And Jack hangs up the phone and sits and wonders what could be so bad that his stepfather wants to see him.

Later, he takes a seat on the floor, and the cat, who he has now decided to call Jacques, takes a seat beside him. Together they listen to the new cassette tapes, Jack rewinding the one of Odile from the previous night, studying the soft timbre of her words, the raspy tremor of her unfamiliar voice. He rewinds it a few times, surprised by her weird answers, as Jacques the cat purrs softly in his lap.

NEITHER ODILE NOR JACK KNOW WHERE TO LOOK THAT NIGHT.

Anonymous-seeming stares which wander past the water cooler to the soft hazy spot at the back of the office girl's neck as she stops to sip a paper cup of water, and then crushes the paper cup in her hand, and then his glance moves down to her bare knees, then to the hem of her soft, fluttering gray skirt as she walks back and everyone—meaning Gomez and the other two operators and maybe even the nighttime cleaning ladies—has to notice him staring. It's weird for everybody that Wednesday night. Because Jack and Odile don't know where to look when they pass each other coming out of the break room or when, leaning back in their office chairs, they happen to have a moment of eye contact. Because ideas have begun to make themselves known. Ideas concerning inappropriate, unprofessional, and imagined actions between members of the telephone sales department who were previously thought to be only work-related acquaintances, and near strangers at that.
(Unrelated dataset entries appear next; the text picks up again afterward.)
PR #3350, opened 2020-02-12
Unify avatars

tomaskikutis:
SDBELGA-292

DEPENDS ON: https://github.com/superdesk/superdesk-ui-framework/pull/432


scripts/apps/authoring/views/authoring-topbar.html
```diff
@@ -13,11 +13,10 @@
     ></sd-authoring-topbar-react>
 
     <div ng-show="isLocked()" class="locked-info">
-      <figure class="avatar small">
-          <div class="user-image">
-              <img sd-user-avatar data-user="item.lock_user">
-          </div>
-      </figure>
+
+      <div style="margin-right: 4px; margin-left: -2px; transform: scale(0.9);">
```
fritzSF: Why inline styles? Also, why isn't there a prop for the avatar sizes? We have at least 3 sizes

tomaskikutis:
@fritzSF I moved the avatar component to the framework.

Regarding inline styles, is there a difference whether I use `style="display: flex"` or `class="flex"` and have `.flex {display: flex}` in CSS? For me, the only difference is spending an extra 5 minutes for moving it to the stylesheet.

I try to keep styles contained in logical CSS component groups when possible, but there are cases where parent components have implicit dependencies on children which would take many days if I started refactoring the classes and going over all usages. For example, some components were expecting avatars to be floated to the left. I removed the floats and wrapped the avatars in floated divs when used in those classes in order to preserve the current behaviour and not have to refactor the class.

fritzSF:
@tomaskikutis great regarding the framework.
Regarding the in-line styles: I don't mind if it is used for fixes of the old codebase where CSS is heavily nested and should be refactored. It's more about cases like `style="margin-right: 4px; margin-left: -2px; transform: scale(0.9);"` The size should be solved with a additional class, or a prop in this case, and for margin and padding overrides we have helper classes in the framework. It might not be a solution for all cases but it should work in most.

PR #3351, opened 2020-02-12
Show linebreaks in preview when html is plain text

pablopunk:
SDBELGA-284

If CP has no formatting options for BODY_HTML, then it will be saved as plain text, which makes it not show linebreaks on the html preview (as linebreaks don't really mean anything in html).

### DIFF
--- a/scripts/apps/archive/directives/HtmlPreview.ts
+++ b/scripts/apps/archive/directives/HtmlPreview.ts
@@ -52,9 +52,11 @@ export function HtmlPreview($sce, $timeout) {
         templateUrl: 'scripts/apps/archive/views/html-preview.html',
         link: function(scope, elem, attrs) {
             scope.$watch('sdHtmlPreview', (html) => {
-                scope.html = stringIsHtml(html)
-                    ? $sce.trustAsHtml(html)
-                    : $sce.trustAsHtml(plainTextToHtml(html));
+                if (html && typeof html === 'string') {
+                    scope.html = stringIsHtml(html)
+                        ? $sce.trustAsHtml(html)
+                        : $sce.trustAsHtml(plainTextToHtml(html));
+                }
 
                 if (window.hasOwnProperty('instgrm')) {
                     window.instgrm.Embeds.process();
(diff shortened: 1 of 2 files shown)


scripts/core/editor3/html/to-html/plainTextToHtml.ts
```diff
@@ -0,0 +1,6 @@
+// converts linebreaks in paragraphs
+export const plainTextToHtml = (text: string) =>
+    text.replace(/.*[^\n]/g, '<p>$&</p>');
```
tomaskikutis: how about ```str.split('\n').map((line) => `<p>${line}</p>`).join('')```? Is your regex doing something different?

scripts/apps/archive/directives/HtmlPreview.ts
```diff
@@ -52,9 +52,11 @@ export function HtmlPreview($sce, $timeout) {
         templateUrl: 'scripts/apps/archive/views/html-preview.html',
         link: function(scope, elem, attrs) {
             scope.$watch('sdHtmlPreview', (html) => {
-                scope.html = stringIsHtml(html)
-                    ? $sce.trustAsHtml(html)
-                    : $sce.trustAsHtml(plainTextToHtml(html));
+                if (html && typeof html === 'string') {
```
tomaskikutis: You don't need `html &&` part. You only need to check if it's not null if you accessing object properties.

scripts/core/editor3/html/to-html/plainTextToHtml.ts
```diff
@@ -0,0 +1,6 @@
...
+
+export const stringIsHtml = (text: string) =>
```
tomaskikutis: I'd use `DOMParser` for this https://stackoverflow.com/a/15458968/1175593

I'd also name it `isStringHtml`. Adding `is` in front makes it more of a question which reads better for functions while `stringIsHtml` is more of a statement which is better for booleans: `const stringIsHtml = isStringHtml(str)`.

scripts/core/editor3/html/to-html/plainTextToHtml.ts
pablopunk: Nope, it's just doing that

tomaskikutis: Can you use the JS version then so I don't need a regex manual to understand it? :D

PR #3353, opened 2020-02-13
Publish an update with a publish schedule when original is also published with publish schedule. [SDBELGA-307]

GyanP:
Requires https://github.com/superdesk/superdesk-core/pull/1804

### DIFF
--- a/scripts/apps/authoring/authoring/services/AuthoringService.ts
+++ b/scripts/apps/authoring/authoring/services/AuthoringService.ts
@@ -630,7 +630,7 @@ export function AuthoringService($q, $location, api, lock, autosave, confirm, pr
         let userPrivileges = privileges.privileges;
 
         action.re_write = (!isReadOnlyState || appConfig.allow_updating_scheduled_items)
-            && _.includes(['text'], currentItem.type)
+            && currentItem.type === 'text'
             && !currentItem.embargo && !currentItem.rewritten_by
             && (!currentItem.broadcast || !currentItem.broadcast.master_id)
             && (
@@ -639,7 +639,7 @@ export function AuthoringService($q, $location, api, lock, autosave, confirm, pr
                 ) || appConfig.workflow_allow_multiple_updates)
             );
 
-        action.resend = _.includes(['text'], currentItem.type) &&
+        action.resend = currentItem.type === 'text' &&
             isPublished(currentItem, false);
 
         // mark item for highlights
--- a/scripts/apps/authoring/authoring/services/AuthoringService.ts
+++ b/scripts/apps/authoring/authoring/services/AuthoringService.ts
@@ -629,13 +629,14 @@ export function AuthoringService($q, $location, api, lock, autosave, confirm, pr
         let isReadOnlyState = this._isReadOnly(currentItem);
         let userPrivileges = privileges.privileges;
 
-        action.re_write = !isReadOnlyState && _.includes(['text'], currentItem.type) &&
-            !currentItem.embargo && !currentItem.rewritten_by &&
-            (!currentItem.broadcast || !currentItem.broadcast.master_id) &&
-            (
-                !currentItem.rewrite_of || (
+        action.re_write = (!isReadOnlyState || appConfig.allow_updating_scheduled_items)
+            && _.includes(['text'], currentItem.type)
+            && !currentItem.embargo && !currentItem.rewritten_by
+            && (!currentItem.broadcast || !currentItem.broadcast.master_id)
+            && (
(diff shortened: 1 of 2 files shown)


scripts/apps/authoring/authoring/services/AuthoringService.ts
```diff
@@ -629,13 +629,14 @@ export function AuthoringService($q, $location, api, lock, autosave, confirm, pr
         let isReadOnlyState = this._isReadOnly(currentItem);
         let userPrivileges = privileges.privileges;
 
-        action.re_write = !isReadOnlyState && _.includes(['text'], currentItem.type) &&
-            !currentItem.embargo && !currentItem.rewritten_by &&
-            (!currentItem.broadcast || !currentItem.broadcast.master_id) &&
-            (
-                !currentItem.rewrite_of || (
+        action.re_write = (!isReadOnlyState || appConfig.allow_updating_scheduled_items)
```
tomaskikutis: `(!isReadOnlyState || appConfig.allow_updating_scheduled_items)`

I see you are using `||` operator. Even if `allow_updating_scheduled_items` is set to `false`, it will still update it if `isReadOnlyState` is also `false`. It should probably not behave like that.

scripts/apps/authoring/authoring/services/AuthoringService.ts
```diff
@@ -629,13 +629,14 @@ export function AuthoringService($q, $location, api, lock, autosave, confirm, pr
...
+            && _.includes(['text'], currentItem.type)
```
tomaskikutis: Use native methods when available https://developer.mozilla.org/en-US/docs/Web/JavaScript/Reference/Global_Objects/Array/includes

scripts/apps/authoring/authoring/services/AuthoringService.ts
GyanP: Here I am extending the existing functionality to work in case of `allow_updating_scheduled_items=true` as well. So, if any of the two condition is true it should check the remaining conditions.

tomaskikutis: I'm not sure I understand. If you have `allow_updating_scheduled_items` set to false, it should not update scheduled items under any other conditions. Isn't that right?

GyanP: Yes, and that's how it is behaving currently, there is no way scheduled items can be updated. And my changes will allow the updates in case of scheduled items only if  `allow_updating_scheduled_items` is set to true.

tomaskikutis: Does `isReadOnlyState` mean `isScheduled`? If it does, could you write it like this
```
const isScheduled = isReadOnlyState;

action.re_write = (!isScheduled || appConfig.allow_updating_scheduled_items) ...
```
It's confusing when you are using an `OR` operator against seemingly unrelated property. That's why I was thinking that it may still update the item when `allow_updating_scheduled_items` is set to false.

GyanP: `KILLED | RECALLED | UNPUBLISHED | SPIKED | SCHEDULED` state are included in `ReadOnlyState`. So, I can't really say `const isScheduled = isReadOnlyState;`. But yes, it's confusing.

tomaskikutis: How about putting it like this?
```
action.re_write = (item.state !== 'scheduled' || appConfig.allow_updating_scheduled_items) && !isReadOnlyState && ...
```

GyanP: @tomaskikutis this is how it can be done `action.re_write = (!isReadOnlyState || (item.state === 'scheduled' && appConfig.allow_updating_scheduled_items)) && ...`. Lets say the items which are in in_progress state can also be updated, so basically isReadOnlyState means item is in in_progress state, so we should allow it to get updated.

tomaskikutis: I now see how my previous suggestion wouldn't work. `isReadOnlyState` combines many states and it seems that this feature only requires one, so I'd prefer to use only that one to keep it simpler.

How about converting it to a function then?

```
function canRewrite() {
    if (item.state === 'scheduled' && appConfig.allow_updating_scheduled_items !== true) {
        return false;
    }

    return !isReadOnlyState && ...
}
```

tomaskikutis: Thanks, it's much clearer now

PR #3357, opened 2020-02-17
Fix dragging text on editor3

pablopunk:
SDESK-4956

Toolbar component state was not being computed properly due to toolbar ref being null.


pablopunk:
@petrjasek do you want me to make this change in 1.33 directly?

petrjasek:
no that's fine, I can cherry-pick, it's not so big :smile:

PR #3360, opened 2020-02-18
Fix issues with media carousel videos

pablopunk:
SDESK-5040

* Stream video has no `source` tag so the OWL component was not loaded
(cause it was waiting for the tag to appear)
* Tags like <video> are now rendered in react so they might not be
loaded after angular finishes rendering

### DIFF
--- a/scripts/core/helpers/waitForMediaToBeReady.ts
+++ b/scripts/core/helpers/waitForMediaToBeReady.ts
@@ -4,44 +4,53 @@ import {logger} from 'core/services/logger';
 /**
  * @param elements An array of img, audio and video elements
  */
-export const waitForMediaToLoad = (elements: Array<HTMLImageElement | HTMLAudioElement | HTMLVideoElement>):
-Promise<void> => new Promise((resolve) => {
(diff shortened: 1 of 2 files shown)


scripts/core/helpers/waitForMediaToBeReady.ts
```diff
@@ -4,44 +4,53 @@ import {logger} from 'core/services/logger';
...
+            if (isImage(element)) {
+                // check for error in image src
+                element.addEventListener('error', eventHandler, {once: true});
+                element.addEventListener('load', eventHandler, {once: true});
+            } else if (isAudio(element) || isVideo(element)) {
+                // for audio and video check for the error in source
+                const source = element.getElementsByTagName('source')[0];
+
+                if (!source) {
+                    // Live videos don't have a <source> tag
```
tomaskikutis: You probably mean streamed videos.

pablopunk: indeed I do, I always say live but it's not really live

PR #3364, opened 2020-02-20
Do not allow updating of already updated item. [SDBELGA-307]

GyanP:


scripts/apps/authoring/authoring/services/AuthoringService.ts
```diff
@@ -630,7 +630,9 @@ export function AuthoringService($q, $location, api, lock, autosave, confirm, pr
         let userPrivileges = privileges.privileges;
 
         function canRewrite() {
-            if (currentItem.state === ITEM_STATE.SCHEDULED && appConfig.allow_updating_scheduled_items === true) {
+            if (currentItem.state === ITEM_STATE.SCHEDULED
+                && appConfig.allow_updating_scheduled_items
+                && !currentItem.rewritten_by) {
```
tomaskikutis: Avoid using `!` operators on non-boolean values and be explicit about what are you checking. Do you only care if it's null or is the length of the string also relevant?

Is `rewritten_by` only relevant when `currentItem.state === ITEM_STATE.SCHEDULED`? Why?

If not, I'd write it like this:

```
if (currentItem.rewritten_by != null) {
    return false;
}

if (currentItem.state === ITEM_STATE.SCHEDULED && appConfig.allow_updating_scheduled_items === true) {
    return true;
}
```

PR #3365, opened 2020-02-20
Search providers default view

pablopunk:
SDBELGA-81

### DIFF
--- a/scripts/apps/search-providers/directive.ts
+++ b/scripts/apps/search-providers/directive.ts
@@ -14,7 +14,7 @@ export default function SearchProviderConfigDirective(searchProviderService, not
             $scope.availableListViews = {
                 '': {label: gettext('None')},
                 list: {label: gettext('List View'), icon: 'th-list'},
-                photogrid: {label: gettext('Photo Grid View'), icon: 'th'},
+                grid: {label: gettext('Photo Grid View'), icon: 'th'},
             };
 
             searchProviderService.getAllowedProviderTypes().then((providerTypes) => {
--- a/scripts/apps/search-providers/directive.ts
+++ b/scripts/apps/search-providers/directive.ts
@@ -11,6 +11,12 @@ export default function SearchProviderConfigDirective(searchProviderService, not
             $scope.newDestination = null;
             $scope.gettext = gettext;
 
+            $scope.availableListViews = {
+                '': {label: gettext('None')},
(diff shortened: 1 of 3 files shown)


scripts/apps/search/directives/SearchContainer.ts
```diff
@@ -12,8 +12,20 @@ export function SearchContainer() {
...
-                    if (activeProvider && activeProvider.advanced_search !== undefined) {
-                        this.flags.facets = !!activeProvider.advanced_search;
+                    if (activeProvider) {
+                        if (activeProvider.advanced_search !== undefined) {
+                            this.flags.facets = !!activeProvider.advanced_search;
+                        }
+                        if (activeProvider.config?.default_list_view) {
+                            switch (activeProvider.config.default_list_view) {
+                            case 'list':
+                                $scope.view = 'compact';
```
petrjasek: what about `$scope.view = activeProvider.config.default_list_view;` and use `compact/photogrid` as `viewId`

pablopunk: I thought about it, but that would make the UI and the DB very coupled together. I mean that this naming is used in the search view but also in other places. If we wanna change the UI we would change the data too instead of the code only. What do you think?

tomaskikutis: I agree with Pablo on this. It's easier when all possible js variable values can be found statically from the code. It's also easier to rename and is clear what has to be changed in DB if necessary.

scripts/apps/search-providers/directive.ts
```diff
@@ -11,6 +11,12 @@ export default function SearchProviderConfigDirective(searchProviderService, not
             $scope.newDestination = null;
             $scope.gettext = gettext;
 
+            $scope.availableListViews = {
+                '': {label: gettext('None')},
+                list: {label: gettext('List View'), icon: 'th-list'},
+                photogrid: {label: gettext('Photo Grid View'), icon: 'th'},
```
tomaskikutis: I'd call it simply "grid" since it's not limited to working with photos.

pablopunk: That's how the ticket required the button to be named. I guess they are used to it and also it's very verbose because even if they are not images you do see images in the grid

tomaskikutis: I was referring to the object key name. Labels visible to users are easy to change so I'm not concerned about them.

PR #3366, opened 2020-02-24
Fix save button active after no changes on metadata

pablopunk:
SDESK-4732

Issue: Save an article with an image on it. Open image editor and close it without making changes. Article state is now dirty and the "Save" button is active.

The code producing this error was introduced here https://github.com/superdesk/superdesk-client-core/pull/3117 but I could not reproduce that issue after removing that code, because this way we were passing the current image to the "change crops" function, which would, of course, make the article "dirty".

Until finally, standing before the vending machine, in the quiet disarrangement of the break room, Odile leans over and whispers in Jack's ear, “Do you know where I can get a bunch of cheap balloons?”

“What for?”

“It's for this thing I'm working on.”

“What thing?”

“This thing.”

“I guess. There's this one place on Chicago Avenue. It's a party store. You can probably get a bunch there for cheap. Why, what's it for?”

“It's for this project I'm thinking of doing.”

“I could help. When are you going to do it?”

“Tomorrow.”

“I'm not doing anything tomorrow.”

“Okay,” she says, smiling, though not looking at him. He sees her soft reflection in the plastic window of the vending machine and then looks away quick.

Before she turns to head back to her desk, Jack pipes up: “I wrote my phone number on your back.”

“What?”

“I wrote my phone number on your back.”

“You did? Why would you do that?”

“I don't know. I thought it'd be funny.”

“I didn't see it. And then I took a shower.”

“I kinda thought you might not. It seemed like a good idea at the time.”

“Yeah.”

“Yep, but it really wasn't,” he says, looking down at his feet.

“If you wanted to give me your number, why didn't you just give it to me?”

“I don't know. I didn't want you to get the wrong idea.”

“What idea?”

“I don't know. I just thought … I don't know. I wanted you to have it. I mean, I like hanging out with you. But I didn't want you to think I was a weirdo or something.”

Finally, Odile turns and faces him and says, “Too late for that,” and then winks at him and heads back to her desk. And he stands there and thinks he can still smell her powder deodorant, the oddly attractive oil of her hair, lingering there like some phantom castle.

AN ACT OF ART TERRORISM.

At nine-thirty a.m. that Thursday morning they meet up outside the party store on Chicago Avenue and Odile buys fifty silver mylar balloons for only ten bucks and Jack asks, “So what's the big idea?” and Odile asks, “Are you in?” and he says, “Sure, why not?” and Odile holds the silver balloons as they ride downtown to a small office building with large rectangular windows, and then they lock their bicycles up out front.

“Where are we going?” Jack asks, and Odile just winks and they walk in through the revolving glass door, and the balloons get stuck at first, and then they make it past, and Odile flashes a small ID card of some kind and the overweight guard looks up at her suspiciously, and she says, “They're for someone's birthday,” and he nods, his jowls shaking, going back to his mangled newspaper, and Jack follows closely behind, and Odile whispers, “I used to work here, doing telephone surveys. I really hated it,” and Jack shrugs and they stand before a bank of elevators and Odile presses the up button, and together they silently wait, and when one of the elevators arrives, and the mechanical doors stagger apart, the two of them step inside, forcing the balloons to fit.

“Okay,” Odile says, and from her bag she removes two cloth ski masks: a black one and a red one.

Jack stares at them and shrugs.

“Which one do you want?” she asks.

“What are they for?”

“To be anonymous.”

“I'll take the red one, I guess,” and he reaches out for it, removing his glasses, putting the ski mask over his face. It is a little too tight and he can feel it digging into the back of his head. Also, it's hard to see or breathe through the narrow holes. And so he puts his eyeglasses back on over the mask and imagines how ridiculous he must look.

“Now what?” Jack asks, and Odile smiles a coy smile and then fits the black mask over her face. She actually does look like some kind of art guerilla. She takes out a silver paint pen from her parka and, on the smooth wood-paneled wall of the elevator, she writes:
ALPHONSE F. WAS HERE.

“What's that supposed to mean?”

“It's our slogan.”

“Oh.” And then: “Who the heck's Alphonse F.?”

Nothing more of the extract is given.